### Material provided
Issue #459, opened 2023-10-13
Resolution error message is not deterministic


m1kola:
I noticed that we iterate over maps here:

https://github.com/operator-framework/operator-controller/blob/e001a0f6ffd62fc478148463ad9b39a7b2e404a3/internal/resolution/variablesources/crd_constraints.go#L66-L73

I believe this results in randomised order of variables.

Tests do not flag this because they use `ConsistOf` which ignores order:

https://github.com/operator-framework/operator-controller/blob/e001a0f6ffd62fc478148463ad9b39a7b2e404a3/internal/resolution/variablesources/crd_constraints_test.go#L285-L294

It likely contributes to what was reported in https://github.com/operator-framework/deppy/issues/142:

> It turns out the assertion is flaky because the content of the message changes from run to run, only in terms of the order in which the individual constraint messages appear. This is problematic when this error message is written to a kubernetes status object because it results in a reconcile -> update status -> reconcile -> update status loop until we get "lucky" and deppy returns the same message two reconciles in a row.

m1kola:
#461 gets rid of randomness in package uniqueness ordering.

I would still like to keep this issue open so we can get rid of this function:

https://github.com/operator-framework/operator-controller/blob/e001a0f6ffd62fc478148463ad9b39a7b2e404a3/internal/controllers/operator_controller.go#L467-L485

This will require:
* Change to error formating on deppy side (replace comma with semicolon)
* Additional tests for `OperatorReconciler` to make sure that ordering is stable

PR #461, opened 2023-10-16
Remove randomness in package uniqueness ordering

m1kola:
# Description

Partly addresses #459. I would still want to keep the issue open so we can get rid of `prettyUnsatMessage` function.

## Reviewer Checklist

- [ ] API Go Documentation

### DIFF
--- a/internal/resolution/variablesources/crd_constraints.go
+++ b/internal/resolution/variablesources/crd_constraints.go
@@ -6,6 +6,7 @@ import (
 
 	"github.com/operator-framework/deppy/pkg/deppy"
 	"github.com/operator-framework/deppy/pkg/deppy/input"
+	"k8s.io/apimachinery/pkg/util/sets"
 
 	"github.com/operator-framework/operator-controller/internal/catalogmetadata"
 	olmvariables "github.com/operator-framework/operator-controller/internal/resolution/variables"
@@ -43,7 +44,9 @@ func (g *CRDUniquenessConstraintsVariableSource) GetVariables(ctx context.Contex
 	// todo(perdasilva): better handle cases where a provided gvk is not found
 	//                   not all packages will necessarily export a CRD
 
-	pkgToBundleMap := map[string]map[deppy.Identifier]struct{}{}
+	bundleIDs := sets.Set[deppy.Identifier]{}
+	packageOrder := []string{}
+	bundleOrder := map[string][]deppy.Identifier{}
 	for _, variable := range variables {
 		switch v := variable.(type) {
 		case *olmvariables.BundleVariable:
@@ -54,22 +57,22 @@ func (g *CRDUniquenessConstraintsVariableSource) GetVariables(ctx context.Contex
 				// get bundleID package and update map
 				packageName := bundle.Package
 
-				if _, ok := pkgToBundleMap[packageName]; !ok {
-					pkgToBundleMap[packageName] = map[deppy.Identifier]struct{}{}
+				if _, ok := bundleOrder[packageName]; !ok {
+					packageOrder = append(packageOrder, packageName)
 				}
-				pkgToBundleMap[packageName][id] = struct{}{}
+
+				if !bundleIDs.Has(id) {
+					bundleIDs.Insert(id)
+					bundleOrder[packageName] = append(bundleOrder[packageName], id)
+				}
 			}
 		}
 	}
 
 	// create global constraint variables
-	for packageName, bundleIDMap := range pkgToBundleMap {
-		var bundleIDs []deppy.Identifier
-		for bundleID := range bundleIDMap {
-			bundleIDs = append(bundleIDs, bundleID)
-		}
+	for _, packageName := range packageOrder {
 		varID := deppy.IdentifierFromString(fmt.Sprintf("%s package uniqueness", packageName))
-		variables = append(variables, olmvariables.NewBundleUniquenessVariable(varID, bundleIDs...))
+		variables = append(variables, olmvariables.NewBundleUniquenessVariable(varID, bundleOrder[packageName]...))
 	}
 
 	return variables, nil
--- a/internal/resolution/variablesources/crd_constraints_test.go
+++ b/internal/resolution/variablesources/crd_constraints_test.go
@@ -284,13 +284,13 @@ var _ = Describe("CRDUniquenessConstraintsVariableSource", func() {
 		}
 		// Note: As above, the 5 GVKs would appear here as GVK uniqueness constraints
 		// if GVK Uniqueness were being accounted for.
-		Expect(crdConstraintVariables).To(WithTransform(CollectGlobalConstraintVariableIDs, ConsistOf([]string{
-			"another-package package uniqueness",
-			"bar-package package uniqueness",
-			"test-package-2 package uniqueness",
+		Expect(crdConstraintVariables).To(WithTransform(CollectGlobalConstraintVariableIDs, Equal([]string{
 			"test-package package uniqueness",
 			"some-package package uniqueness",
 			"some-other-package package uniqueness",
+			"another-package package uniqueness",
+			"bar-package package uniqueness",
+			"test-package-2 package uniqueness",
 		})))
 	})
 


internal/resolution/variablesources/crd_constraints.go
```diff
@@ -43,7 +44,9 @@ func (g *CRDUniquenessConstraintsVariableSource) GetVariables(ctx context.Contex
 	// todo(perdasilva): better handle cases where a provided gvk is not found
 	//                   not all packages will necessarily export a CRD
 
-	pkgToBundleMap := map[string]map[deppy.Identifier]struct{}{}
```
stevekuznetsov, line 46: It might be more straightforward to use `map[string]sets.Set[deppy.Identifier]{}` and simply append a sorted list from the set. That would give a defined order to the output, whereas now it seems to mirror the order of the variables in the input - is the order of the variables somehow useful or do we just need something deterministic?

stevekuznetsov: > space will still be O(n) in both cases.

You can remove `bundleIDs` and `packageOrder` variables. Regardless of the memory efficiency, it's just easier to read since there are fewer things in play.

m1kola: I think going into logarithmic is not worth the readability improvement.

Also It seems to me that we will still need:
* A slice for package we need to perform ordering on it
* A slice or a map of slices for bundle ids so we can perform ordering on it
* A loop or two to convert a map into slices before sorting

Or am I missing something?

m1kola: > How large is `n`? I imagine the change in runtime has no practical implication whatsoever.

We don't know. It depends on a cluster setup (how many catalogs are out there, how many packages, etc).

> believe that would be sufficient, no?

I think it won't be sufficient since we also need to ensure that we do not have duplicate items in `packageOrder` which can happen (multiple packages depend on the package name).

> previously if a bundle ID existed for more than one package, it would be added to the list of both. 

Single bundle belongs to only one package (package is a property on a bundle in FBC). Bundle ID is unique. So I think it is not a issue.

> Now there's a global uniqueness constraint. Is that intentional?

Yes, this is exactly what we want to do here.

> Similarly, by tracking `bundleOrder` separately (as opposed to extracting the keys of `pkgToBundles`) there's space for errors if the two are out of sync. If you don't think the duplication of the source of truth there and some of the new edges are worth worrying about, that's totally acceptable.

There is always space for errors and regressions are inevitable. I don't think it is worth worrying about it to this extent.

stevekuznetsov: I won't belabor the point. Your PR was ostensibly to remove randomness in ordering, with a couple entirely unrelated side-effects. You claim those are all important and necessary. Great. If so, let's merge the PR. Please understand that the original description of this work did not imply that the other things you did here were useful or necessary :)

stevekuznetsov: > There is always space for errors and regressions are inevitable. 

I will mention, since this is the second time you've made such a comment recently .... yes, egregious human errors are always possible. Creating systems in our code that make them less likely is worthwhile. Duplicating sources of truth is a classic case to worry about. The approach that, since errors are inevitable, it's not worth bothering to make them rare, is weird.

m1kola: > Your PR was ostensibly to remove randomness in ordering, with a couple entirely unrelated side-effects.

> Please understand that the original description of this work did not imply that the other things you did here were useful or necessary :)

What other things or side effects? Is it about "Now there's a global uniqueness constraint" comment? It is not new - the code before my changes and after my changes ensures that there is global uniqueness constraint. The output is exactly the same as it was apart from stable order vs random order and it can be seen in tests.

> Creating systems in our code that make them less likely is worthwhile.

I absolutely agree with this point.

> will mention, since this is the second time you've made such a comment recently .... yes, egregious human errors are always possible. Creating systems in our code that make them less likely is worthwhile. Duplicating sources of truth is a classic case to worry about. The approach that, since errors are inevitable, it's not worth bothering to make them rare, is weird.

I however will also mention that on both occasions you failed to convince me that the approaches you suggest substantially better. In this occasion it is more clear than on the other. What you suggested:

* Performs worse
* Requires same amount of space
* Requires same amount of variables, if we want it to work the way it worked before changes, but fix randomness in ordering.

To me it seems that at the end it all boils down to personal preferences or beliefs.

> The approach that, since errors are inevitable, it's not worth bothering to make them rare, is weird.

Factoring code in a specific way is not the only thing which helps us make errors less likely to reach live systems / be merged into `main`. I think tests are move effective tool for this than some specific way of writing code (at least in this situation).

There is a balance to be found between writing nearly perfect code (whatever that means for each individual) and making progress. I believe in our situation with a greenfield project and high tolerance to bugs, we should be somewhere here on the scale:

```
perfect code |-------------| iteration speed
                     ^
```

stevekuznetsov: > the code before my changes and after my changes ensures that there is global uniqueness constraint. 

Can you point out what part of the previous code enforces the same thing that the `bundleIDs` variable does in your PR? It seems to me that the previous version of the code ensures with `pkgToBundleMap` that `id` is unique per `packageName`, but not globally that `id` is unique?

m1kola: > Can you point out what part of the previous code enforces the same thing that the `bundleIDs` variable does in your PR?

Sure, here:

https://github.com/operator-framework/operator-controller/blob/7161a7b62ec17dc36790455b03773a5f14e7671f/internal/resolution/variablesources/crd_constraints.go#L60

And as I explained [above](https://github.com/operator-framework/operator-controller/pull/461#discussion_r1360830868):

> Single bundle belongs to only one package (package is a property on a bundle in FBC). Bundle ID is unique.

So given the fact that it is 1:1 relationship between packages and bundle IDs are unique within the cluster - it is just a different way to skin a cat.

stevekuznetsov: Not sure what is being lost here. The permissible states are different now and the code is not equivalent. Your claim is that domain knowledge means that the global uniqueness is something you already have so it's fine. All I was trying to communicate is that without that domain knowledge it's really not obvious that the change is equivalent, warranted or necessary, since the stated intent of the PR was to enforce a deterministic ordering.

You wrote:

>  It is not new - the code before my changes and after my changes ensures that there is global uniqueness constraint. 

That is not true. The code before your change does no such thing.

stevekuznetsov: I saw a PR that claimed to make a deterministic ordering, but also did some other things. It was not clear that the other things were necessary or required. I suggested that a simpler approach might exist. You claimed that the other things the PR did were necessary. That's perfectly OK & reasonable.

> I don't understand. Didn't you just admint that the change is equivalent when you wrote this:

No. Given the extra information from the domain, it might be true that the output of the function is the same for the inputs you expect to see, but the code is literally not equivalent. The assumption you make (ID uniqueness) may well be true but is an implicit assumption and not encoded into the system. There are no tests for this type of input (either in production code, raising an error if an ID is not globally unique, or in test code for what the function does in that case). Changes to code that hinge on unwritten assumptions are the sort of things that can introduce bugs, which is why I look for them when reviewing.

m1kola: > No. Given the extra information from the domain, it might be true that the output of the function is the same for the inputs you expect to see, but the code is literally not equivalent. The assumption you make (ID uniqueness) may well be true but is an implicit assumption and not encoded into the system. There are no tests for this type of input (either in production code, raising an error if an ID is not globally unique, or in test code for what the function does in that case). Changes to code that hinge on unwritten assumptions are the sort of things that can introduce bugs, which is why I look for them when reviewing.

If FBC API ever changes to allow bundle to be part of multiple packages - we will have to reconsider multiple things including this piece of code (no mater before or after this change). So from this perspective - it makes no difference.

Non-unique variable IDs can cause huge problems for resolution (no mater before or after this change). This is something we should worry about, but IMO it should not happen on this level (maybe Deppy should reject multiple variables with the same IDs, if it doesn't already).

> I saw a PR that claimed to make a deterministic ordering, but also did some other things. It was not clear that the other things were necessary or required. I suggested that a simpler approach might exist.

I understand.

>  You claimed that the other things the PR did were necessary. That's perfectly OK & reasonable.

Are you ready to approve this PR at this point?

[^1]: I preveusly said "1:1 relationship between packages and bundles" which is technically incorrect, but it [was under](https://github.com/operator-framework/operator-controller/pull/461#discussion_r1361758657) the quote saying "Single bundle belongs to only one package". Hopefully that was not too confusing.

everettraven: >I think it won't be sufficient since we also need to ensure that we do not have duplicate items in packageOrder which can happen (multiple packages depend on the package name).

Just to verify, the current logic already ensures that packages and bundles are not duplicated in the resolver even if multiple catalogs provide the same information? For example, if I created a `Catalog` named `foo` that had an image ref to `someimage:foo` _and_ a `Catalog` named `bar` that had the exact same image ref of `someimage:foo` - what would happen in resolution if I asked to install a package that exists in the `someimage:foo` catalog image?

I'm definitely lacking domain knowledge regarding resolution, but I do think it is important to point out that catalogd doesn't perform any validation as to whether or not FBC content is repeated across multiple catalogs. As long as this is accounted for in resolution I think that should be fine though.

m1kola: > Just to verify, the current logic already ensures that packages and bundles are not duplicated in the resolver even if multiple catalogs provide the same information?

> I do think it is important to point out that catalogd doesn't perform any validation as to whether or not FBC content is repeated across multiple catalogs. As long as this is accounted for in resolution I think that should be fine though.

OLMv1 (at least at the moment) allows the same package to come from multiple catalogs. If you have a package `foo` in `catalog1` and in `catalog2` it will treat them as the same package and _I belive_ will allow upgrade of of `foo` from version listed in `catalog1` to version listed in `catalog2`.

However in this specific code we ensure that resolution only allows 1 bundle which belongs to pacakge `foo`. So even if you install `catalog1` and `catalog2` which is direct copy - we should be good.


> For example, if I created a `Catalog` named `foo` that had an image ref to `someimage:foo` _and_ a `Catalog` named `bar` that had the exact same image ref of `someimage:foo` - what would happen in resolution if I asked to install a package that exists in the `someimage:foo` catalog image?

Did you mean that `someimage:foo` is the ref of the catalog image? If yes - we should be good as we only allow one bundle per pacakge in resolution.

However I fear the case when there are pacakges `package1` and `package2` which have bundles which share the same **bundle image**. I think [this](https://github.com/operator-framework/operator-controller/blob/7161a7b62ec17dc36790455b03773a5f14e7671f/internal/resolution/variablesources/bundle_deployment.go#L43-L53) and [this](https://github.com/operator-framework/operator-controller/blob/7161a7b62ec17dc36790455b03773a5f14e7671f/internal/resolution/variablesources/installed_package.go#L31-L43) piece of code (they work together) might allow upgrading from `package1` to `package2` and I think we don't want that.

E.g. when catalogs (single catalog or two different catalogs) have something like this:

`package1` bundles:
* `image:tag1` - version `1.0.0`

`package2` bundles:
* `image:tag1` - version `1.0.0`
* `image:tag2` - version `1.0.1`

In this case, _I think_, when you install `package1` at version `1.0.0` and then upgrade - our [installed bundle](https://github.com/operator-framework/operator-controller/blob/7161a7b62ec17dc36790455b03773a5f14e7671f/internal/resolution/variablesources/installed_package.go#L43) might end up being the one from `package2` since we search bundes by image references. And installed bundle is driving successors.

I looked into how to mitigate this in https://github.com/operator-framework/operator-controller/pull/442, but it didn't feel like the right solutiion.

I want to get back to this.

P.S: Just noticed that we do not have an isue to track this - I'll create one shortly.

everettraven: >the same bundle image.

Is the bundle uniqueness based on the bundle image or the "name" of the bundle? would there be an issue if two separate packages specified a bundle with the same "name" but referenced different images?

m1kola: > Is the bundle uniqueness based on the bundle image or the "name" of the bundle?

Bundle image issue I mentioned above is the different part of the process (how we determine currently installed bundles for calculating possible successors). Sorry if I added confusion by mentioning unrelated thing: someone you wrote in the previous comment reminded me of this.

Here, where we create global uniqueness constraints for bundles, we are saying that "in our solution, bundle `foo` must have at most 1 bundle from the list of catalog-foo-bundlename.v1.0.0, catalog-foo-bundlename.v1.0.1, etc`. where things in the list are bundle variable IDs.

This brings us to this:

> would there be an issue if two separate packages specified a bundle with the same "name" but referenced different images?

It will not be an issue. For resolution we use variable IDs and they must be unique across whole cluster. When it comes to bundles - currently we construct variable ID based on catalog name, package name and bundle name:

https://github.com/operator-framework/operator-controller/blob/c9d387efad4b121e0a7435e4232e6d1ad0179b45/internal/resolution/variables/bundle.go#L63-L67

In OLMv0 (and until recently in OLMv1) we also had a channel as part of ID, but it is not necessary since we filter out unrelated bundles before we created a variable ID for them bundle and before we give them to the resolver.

---

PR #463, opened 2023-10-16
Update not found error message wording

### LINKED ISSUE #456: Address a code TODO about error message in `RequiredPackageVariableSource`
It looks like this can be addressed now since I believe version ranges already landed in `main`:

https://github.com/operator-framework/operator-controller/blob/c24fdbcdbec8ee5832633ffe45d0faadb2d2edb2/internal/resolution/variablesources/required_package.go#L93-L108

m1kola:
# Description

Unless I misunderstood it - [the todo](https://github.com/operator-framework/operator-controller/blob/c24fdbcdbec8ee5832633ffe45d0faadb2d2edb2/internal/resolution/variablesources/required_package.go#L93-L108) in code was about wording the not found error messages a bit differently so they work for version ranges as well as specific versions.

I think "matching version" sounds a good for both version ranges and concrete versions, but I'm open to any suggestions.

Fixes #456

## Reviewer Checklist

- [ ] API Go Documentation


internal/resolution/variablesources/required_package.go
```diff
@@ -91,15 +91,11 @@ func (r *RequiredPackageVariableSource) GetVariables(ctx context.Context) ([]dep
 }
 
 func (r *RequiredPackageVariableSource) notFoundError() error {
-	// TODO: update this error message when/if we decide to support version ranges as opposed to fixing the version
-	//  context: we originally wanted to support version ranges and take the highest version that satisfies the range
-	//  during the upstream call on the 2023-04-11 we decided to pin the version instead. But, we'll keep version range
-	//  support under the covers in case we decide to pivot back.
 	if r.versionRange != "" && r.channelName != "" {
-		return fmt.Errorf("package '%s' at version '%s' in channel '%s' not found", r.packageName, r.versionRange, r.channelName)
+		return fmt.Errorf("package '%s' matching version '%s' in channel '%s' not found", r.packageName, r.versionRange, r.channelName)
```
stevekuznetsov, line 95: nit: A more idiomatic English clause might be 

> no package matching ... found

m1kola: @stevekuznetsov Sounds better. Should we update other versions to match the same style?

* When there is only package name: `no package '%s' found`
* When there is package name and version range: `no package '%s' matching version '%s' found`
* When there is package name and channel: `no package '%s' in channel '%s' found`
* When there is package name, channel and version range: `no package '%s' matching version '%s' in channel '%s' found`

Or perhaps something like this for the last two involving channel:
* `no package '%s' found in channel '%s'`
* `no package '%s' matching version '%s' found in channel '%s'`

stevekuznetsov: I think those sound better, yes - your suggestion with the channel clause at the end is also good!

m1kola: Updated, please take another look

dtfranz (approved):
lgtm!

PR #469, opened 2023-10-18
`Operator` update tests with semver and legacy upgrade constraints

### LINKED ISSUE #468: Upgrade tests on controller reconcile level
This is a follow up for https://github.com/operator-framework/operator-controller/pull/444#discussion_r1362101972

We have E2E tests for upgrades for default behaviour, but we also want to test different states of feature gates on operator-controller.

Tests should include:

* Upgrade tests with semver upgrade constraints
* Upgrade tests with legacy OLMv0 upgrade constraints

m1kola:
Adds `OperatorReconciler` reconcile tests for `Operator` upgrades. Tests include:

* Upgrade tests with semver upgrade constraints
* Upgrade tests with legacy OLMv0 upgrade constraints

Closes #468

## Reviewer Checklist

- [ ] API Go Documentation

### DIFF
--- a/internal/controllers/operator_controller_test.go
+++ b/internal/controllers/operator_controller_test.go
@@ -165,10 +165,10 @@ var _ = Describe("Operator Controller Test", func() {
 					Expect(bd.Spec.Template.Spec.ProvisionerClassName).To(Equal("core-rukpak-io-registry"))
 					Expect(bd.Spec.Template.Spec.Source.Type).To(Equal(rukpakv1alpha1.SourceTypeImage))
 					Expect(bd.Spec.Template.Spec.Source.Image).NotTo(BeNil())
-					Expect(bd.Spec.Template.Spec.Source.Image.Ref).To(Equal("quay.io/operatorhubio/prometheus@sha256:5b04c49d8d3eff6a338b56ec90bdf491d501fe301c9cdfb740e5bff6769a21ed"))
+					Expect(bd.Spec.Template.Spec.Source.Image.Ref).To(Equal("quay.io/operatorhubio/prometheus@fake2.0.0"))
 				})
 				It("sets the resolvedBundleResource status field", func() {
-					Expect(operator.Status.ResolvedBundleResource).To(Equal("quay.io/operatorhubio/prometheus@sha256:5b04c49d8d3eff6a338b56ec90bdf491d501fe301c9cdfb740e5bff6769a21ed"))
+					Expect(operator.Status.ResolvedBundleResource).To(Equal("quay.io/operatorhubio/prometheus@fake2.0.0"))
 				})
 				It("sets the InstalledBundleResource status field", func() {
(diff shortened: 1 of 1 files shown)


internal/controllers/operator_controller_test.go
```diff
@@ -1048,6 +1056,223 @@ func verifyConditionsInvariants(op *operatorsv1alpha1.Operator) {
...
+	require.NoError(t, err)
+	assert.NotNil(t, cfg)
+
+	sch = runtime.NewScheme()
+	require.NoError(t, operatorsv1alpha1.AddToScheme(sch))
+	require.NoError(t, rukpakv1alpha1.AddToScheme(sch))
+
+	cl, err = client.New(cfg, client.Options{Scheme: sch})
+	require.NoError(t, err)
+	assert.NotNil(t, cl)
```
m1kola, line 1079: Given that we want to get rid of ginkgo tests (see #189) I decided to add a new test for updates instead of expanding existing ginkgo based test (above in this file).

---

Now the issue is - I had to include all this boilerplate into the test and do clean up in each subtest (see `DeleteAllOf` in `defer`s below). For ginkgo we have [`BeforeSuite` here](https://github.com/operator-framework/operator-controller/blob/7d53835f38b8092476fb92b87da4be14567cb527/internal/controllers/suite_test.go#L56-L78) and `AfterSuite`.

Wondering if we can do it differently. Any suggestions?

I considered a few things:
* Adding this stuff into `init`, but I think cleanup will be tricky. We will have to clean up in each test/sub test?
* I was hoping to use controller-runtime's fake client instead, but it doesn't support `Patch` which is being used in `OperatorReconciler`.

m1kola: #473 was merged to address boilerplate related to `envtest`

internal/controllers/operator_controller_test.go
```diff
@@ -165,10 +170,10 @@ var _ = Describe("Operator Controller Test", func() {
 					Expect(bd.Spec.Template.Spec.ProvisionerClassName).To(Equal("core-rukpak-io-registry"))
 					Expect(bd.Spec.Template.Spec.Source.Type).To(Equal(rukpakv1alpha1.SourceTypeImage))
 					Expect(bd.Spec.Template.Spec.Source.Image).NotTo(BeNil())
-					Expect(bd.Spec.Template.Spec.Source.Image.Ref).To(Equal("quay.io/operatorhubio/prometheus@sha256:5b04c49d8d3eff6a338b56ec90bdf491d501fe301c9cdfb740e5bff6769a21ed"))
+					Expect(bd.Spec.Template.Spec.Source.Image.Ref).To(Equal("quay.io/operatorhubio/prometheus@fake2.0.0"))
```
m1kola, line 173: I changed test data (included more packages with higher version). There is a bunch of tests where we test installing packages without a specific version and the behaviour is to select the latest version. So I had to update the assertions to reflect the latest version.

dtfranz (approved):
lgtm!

### Task goal
Would you show all lines of the material above that contain the word "saying"?

### Task result
[^1]: I preveusly said "1:1 relationship between packages and bundles" which is technically incorrect, but it [was under](https://github.com/operator-framework/operator-controller/pull/461#discussion_r1361758657) the quote saying "Single bundle belongs to only one package". Hopefully that was not too confusing.
Here, where we create global uniqueness constraints for bundles, we are saying that "in our solution, bundle `foo` must have at most 1 bundle from the list of catalog-foo-bundlename.v1.0.0, catalog-foo-bundlename.v1.0.1, etc`. where things in the list are bundle variable IDs.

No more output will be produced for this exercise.